(Source data)
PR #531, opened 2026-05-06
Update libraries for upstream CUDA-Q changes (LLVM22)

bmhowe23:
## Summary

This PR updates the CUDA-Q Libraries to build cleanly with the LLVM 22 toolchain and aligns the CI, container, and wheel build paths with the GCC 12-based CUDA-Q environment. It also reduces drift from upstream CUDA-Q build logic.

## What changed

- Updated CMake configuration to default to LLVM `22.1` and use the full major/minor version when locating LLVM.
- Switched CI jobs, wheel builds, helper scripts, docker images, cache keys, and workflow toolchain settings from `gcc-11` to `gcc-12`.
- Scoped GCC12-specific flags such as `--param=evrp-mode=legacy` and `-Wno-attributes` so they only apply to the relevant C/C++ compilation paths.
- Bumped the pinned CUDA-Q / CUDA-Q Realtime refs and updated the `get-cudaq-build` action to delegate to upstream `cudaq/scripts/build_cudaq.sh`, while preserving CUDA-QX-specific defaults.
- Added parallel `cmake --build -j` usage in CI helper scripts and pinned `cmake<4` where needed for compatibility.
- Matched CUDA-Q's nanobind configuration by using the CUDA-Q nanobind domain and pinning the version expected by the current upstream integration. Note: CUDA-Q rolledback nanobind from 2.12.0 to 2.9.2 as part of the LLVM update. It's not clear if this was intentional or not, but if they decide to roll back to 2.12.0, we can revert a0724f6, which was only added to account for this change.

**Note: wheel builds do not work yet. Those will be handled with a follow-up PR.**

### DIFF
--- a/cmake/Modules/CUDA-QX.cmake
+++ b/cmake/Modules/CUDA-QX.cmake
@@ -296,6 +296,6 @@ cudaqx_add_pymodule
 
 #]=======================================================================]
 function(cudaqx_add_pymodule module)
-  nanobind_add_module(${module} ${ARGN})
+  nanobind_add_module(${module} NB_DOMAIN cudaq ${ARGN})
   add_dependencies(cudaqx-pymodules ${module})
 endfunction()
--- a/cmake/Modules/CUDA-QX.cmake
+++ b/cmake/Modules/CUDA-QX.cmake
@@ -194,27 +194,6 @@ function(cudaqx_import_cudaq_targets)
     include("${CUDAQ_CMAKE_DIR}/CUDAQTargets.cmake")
(End Source data)
» About this exercise:
Render every record verbatim. Nothing should be left out.

» Your solution:
PR #531, opened 2026-05-06
Update libraries for upstream CUDA-Q changes (LLVM22)

bmhowe23:
## Summary

This PR updates the CUDA-Q Libraries to build cleanly with the LLVM 22 toolchain and aligns the CI, container, and wheel build paths with the GCC 12-based CUDA-Q environment. It also reduces drift from upstream CUDA-Q build logic.

## What changed

- Updated CMake configuration to default to LLVM `22.1` and use the full major/minor version when locating LLVM.
- Switched CI jobs, wheel builds, helper scripts, docker images, cache keys, and workflow toolchain settings from `gcc-11` to `gcc-12`.
- Scoped GCC12-specific flags such as `--param=evrp-mode=legacy` and `-Wno-attributes` so they only apply to the relevant C/C++ compilation paths.
- Bumped the pinned CUDA-Q / CUDA-Q Realtime refs and updated the `get-cudaq-build` action to delegate to upstream `cudaq/scripts/build_cudaq.sh`, while preserving CUDA-QX-specific defaults.
- Added parallel `cmake --build -j` usage in CI helper scripts and pinned `cmake<4` where needed for compatibility.
- Matched CUDA-Q's nanobind configuration by using the CUDA-Q nanobind domain and pinning the version expected by the current upstream integration. Note: CUDA-Q rolledback nanobind from 2.12.0 to 2.9.2 as part of the LLVM update. It's not clear if this was intentional or not, but if they decide to roll back to 2.12.0, we can revert a0724f6, which was only added to account for this change.

**Note: wheel builds do not work yet. Those will be handled with a follow-up PR.**

### DIFF
--- a/cmake/Modules/CUDA-QX.cmake
+++ b/cmake/Modules/CUDA-QX.cmake
@@ -296,6 +296,6 @@ cudaqx_add_pymodule
 
 #]=======================================================================]
 function(cudaqx_add_pymodule module)
-  nanobind_add_module(${module} ${ARGN})
+  nanobind_add_module(${module} NB_DOMAIN cudaq ${ARGN})
   add_dependencies(cudaqx-pymodules ${module})
 endfunction()
--- a/cmake/Modules/CUDA-QX.cmake
+++ b/cmake/Modules/CUDA-QX.cmake
@@ -194,27 +194,6 @@ function(cudaqx_import_cudaq_targets)
     include("${CUDAQ_CMAKE_DIR}/CUDAQTargets.cmake")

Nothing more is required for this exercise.